── Material provided ──
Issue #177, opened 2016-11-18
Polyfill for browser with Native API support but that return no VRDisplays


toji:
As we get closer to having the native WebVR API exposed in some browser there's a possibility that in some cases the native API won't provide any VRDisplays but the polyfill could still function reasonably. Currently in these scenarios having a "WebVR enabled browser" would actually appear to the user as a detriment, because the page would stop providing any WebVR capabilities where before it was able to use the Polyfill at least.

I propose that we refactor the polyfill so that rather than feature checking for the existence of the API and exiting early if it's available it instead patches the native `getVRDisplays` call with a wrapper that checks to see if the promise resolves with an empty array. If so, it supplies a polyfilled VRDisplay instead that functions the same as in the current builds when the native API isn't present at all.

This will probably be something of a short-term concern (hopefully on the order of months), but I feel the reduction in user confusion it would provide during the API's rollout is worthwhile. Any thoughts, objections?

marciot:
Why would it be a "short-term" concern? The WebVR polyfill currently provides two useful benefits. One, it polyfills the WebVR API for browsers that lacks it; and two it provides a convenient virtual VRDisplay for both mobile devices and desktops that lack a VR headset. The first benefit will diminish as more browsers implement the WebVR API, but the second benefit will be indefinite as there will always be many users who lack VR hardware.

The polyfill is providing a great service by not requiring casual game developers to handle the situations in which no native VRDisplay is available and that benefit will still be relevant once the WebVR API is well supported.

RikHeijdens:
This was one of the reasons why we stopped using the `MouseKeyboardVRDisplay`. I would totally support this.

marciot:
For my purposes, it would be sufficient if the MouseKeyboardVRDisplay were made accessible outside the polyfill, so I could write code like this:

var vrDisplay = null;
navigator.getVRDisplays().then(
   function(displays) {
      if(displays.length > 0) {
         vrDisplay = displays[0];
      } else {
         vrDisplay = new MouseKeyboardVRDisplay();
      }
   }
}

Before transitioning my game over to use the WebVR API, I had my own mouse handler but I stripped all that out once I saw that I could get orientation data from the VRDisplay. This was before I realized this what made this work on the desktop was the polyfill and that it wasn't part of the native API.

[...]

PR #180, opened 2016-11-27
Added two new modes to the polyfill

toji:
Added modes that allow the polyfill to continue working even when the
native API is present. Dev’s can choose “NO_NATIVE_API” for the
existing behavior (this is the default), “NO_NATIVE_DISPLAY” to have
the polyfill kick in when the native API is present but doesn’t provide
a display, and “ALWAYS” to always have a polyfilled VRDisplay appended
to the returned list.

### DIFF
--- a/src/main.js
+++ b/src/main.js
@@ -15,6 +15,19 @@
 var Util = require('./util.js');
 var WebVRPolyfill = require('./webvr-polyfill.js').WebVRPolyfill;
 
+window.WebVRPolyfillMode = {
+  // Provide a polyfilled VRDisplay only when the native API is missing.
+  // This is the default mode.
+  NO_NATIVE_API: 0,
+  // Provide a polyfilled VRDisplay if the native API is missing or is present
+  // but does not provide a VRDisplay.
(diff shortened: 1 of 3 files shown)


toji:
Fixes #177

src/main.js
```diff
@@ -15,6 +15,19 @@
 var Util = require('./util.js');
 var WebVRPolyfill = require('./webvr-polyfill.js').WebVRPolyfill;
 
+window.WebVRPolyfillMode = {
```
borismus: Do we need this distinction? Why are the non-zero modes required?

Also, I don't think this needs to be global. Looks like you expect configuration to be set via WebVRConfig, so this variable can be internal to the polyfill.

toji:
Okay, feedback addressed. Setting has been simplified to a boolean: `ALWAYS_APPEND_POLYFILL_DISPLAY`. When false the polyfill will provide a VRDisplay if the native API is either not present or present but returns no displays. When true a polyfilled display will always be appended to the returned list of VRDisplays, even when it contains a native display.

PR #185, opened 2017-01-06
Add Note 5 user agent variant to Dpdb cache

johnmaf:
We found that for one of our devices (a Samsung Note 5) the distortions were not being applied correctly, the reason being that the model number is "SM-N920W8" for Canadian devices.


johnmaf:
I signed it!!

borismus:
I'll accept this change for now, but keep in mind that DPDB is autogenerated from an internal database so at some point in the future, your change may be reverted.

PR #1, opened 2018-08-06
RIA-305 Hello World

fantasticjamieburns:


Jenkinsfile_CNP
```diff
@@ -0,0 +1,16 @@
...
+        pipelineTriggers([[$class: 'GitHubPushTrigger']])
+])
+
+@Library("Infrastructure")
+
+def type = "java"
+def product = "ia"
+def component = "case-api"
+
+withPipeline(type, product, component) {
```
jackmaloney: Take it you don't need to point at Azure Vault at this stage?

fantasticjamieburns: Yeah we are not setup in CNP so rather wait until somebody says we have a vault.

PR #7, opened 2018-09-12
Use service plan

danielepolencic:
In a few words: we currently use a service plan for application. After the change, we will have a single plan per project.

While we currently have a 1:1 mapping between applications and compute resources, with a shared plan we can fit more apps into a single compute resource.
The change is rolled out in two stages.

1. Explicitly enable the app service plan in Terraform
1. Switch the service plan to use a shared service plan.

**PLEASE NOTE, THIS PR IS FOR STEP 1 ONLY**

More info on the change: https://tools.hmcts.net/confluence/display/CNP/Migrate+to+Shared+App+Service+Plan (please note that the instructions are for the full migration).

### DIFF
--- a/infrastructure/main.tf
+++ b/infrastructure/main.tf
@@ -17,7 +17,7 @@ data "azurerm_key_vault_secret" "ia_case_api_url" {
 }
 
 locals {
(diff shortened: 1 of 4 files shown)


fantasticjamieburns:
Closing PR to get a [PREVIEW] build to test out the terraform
───
#### [The task]
Among the entries above, which lines include "Added"? List them all.

#### [Your response]
Added two new modes to the polyfill
Added modes that allow the polyfill to continue working even when the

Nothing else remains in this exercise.